SERVICE // DATA ANALYTICS
Data Analytics
Most scientific datasets arrive messy, inconsistent units, missing values, batch effects, before they can answer anything. We clean, test, and visualize data with the same documentation discipline we apply to genomic pipelines, so the statistics behind a figure are as reviewable as the figure itself.
THE PROBLEM
A plot without a stated test, a stated correction for multiple comparisons, or a stated sample size is not evidence, it's an image.

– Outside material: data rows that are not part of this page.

PR #1010, opened 2023-08-21
Don't check the formatting of `ffigen`ed code

brianquinlan:
Don't check the formatting of `native_cupertino_bindings.dart`.
---

<details>

</details>

### DIFF
--- a/.github/workflows/cupertino.yml
+++ b/.github/workflows/cupertino.yml
@@ -36,7 +36,14 @@ jobs:
         name: Install dependencies
         run: flutter pub get
       - name: Check formatting
-        run: dart format --output=none --set-exit-if-changed .
+        # Don't lint the generated file native_cupertino_bindings.dart
+        # This approach is simpler than using `find` and excluding that file
+        # because `dart format` also excludes other file e.g. ones in
+        # directories start with '.'.
+        run: >
+          mv lib/src/native_cupertino_bindings.dart lib/src/native_cupertino_bindings.tmp &&
+          dart format --output=none --set-exit-if-changed . &&
+          mv lib/src/native_cupertino_bindings.tmp lib/src/native_cupertino_bindings.dart
         if: always() && steps.install.outcome == 'success'
       - name: Analyze code
         run: flutter analyze --fatal-infos
--- a/pkgs/cupertino_http/lib/src/native_cupertino_bindings.dart
+++ b/pkgs/cupertino_http/lib/src/native_cupertino_bindings.dart
@@ -305,8 +305,9 @@ class NativeCupertinoHttp {
   }
 
   late final _callocPtr = _lookup<
-      ffi.NativeFunction<
-          ffi.Pointer<ffi.Void> Function(ffi.Size, ffi.Size)>>('calloc');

Research teams under deadline pressure often skip straight to visualization, which makes results hard to defend under peer review or client scrutiny.
OUR APPROACH
We treat statistics as the deliverable, not an intermediate step: every reported test states its assumptions, its correction method where relevant, and its limitations, alongside a figure built specifically for the audience it's going to (a manuscript, a board deck, or an internal report).
PROCESS
- 01
Data cleaning
Missing-value handling, outlier assessment, and normalization decisions documented, not applied silently.
- 02
Exploratory analysis
Pattern and correlation discovery to shape which confirmatory tests are actually appropriate.
- 03
Statistical testing
Hypothesis-appropriate tests with stated assumptions, effect sizes, and correction for multiple comparisons where applicable.
- 04
Visualization
Publication-ready figures built to the target venue's conventions, a journal figure is not a slide figure.
Frequently Asked Questions
Can you match our target journal's figure style?+
Yes, tell us the journal or venue during scoping and we'll match font, color, and layout conventions where the journal specifies them.
Do you only work with genomic data?+
No. Data Analytics is discipline-agnostic; the same rigor applies to any structured scientific dataset.